::: EXTRACTED MATERIAL

PR #272, opened 2020-07-14
Fix coverage reports on coveralls.io

bmerry:
Pytest + coverage tends to work badly without an editable install, but in general it's preferable to run unit tests against a standard install since that's what users use. So make one case use an editable install for coverage purposes.

### DIFF
--- a/.travis.yml
+++ b/.travis.yml
@@ -37,4 +37,5 @@ notifications:
   email:
     - js@jamesls.com
     - bmerry@ska.ac.za
-after_success: coveralls
+after_success:
+  - if [ "$COVERAGE" = "yes" ]; then coveralls; fi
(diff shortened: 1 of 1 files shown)


bmerry:
> Interesting, did not know that!

More details at https://github.com/pytest-dev/pytest-cov/issues/98. It works better when you have the source in a `src` subdirectory (which is why I've made katsdpmodels use that), but then coverage reports have long absolute pathnames.

ludwigschwardt:
A few people on that thread suggested adding an `__init__.py` to the `test` directory. See also [here](http://thomas-cokelaer.info/blog/2017/01/pytest-cov-collects-no-data-on-travis/). I mention it because fakeredis also lacks one.

bmerry:
> A few people on that thread suggested adding __init__.py to the test directory

I think the effect of that is to make pytest add the parent of the test directory to PYTHONPATH, thus causing it to pick up the in-tree version of the package instead of the installed version.

PR #277, opened 2020-08-14
Implement SET with KEEPTTL

mgetka:
Add support to `KEEPTTL` flag in the `SET` command which become available in `redis-py` 3.5.0.

### DIFF
--- a/fakeredis/_server.py
+++ b/fakeredis/_server.py
@@ -1409,6 +1409,7 @@ class FakeSocket:
         px = None
         xx = False
         nx = False
+        keepttl = False
         while i < len(args):
             if casematch(args[i], b'nx'):
                 nx = True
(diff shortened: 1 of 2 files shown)


fakeredis/_server.py
```diff
@@ -1426,16 +1427,22 @@ def set_(self, key, value, *args):
                 if px <= 0:
                     raise SimpleError(INVALID_EXPIRE_MSG.format('set'))
                 i += 2
+            elif casematch(args[i], b'keepttl'):
+                keepttl = True
+                i += 1
             else:
                 raise SimpleError(SYNTAX_ERROR_MSG)
-        if (xx and nx) or (px is not None and ex is not None):
+        if (xx and nx) or ((px is not None) + (ex is not None) + keepttl > 1):
```
mgetka, line 1435: [`SET`](https://redis.io/commands/set) command documentation suggests that `KEEPTTL` option can be set next to `PX` or `EX` options, but in reality redis denies such requests. This behavior seems reasonable so I believe this is an error in the documentation and thus I enforce the actual (not the documented) behavior on the case of conflicting expiration options.

bmerry:
Thanks, good work!

PR #280, opened 2020-09-04
fixing documentation about previous singleton argument

galonsky:
I think this documentation is wrong. The new behavior is the same as setting `singleton=False` because that's the flag needed to NOT share data across instances, right?

Looked at the old documentation:

> Alternatively, you can create an instance that does not share data with other instances, by passing singleton=False to the constructor.


rbusquet (approved):

bmerry:
Thanks for catching this!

::::::

▶ **WHAT THE EXERCISE ASKS**
Each line from the first line of the entries up to and including the line containing "not know that!" should be transcribed exactly, with all other lines left out.

▶ **ANSWER FOR THIS EXERCISE**
PR #272, opened 2020-07-14
Fix coverage reports on coveralls.io

bmerry:
Pytest + coverage tends to work badly without an editable install, but in general it's preferable to run unit tests against a standard install since that's what users use. So make one case use an editable install for coverage purposes.

### DIFF
--- a/.travis.yml
+++ b/.travis.yml
@@ -37,4 +37,5 @@ notifications:
   email:
     - js@jamesls.com
     - bmerry@ska.ac.za
-after_success: coveralls
+after_success:
+  - if [ "$COVERAGE" = "yes" ]; then coveralls; fi
(diff shortened: 1 of 1 files shown)


bmerry:
> Interesting, did not know that!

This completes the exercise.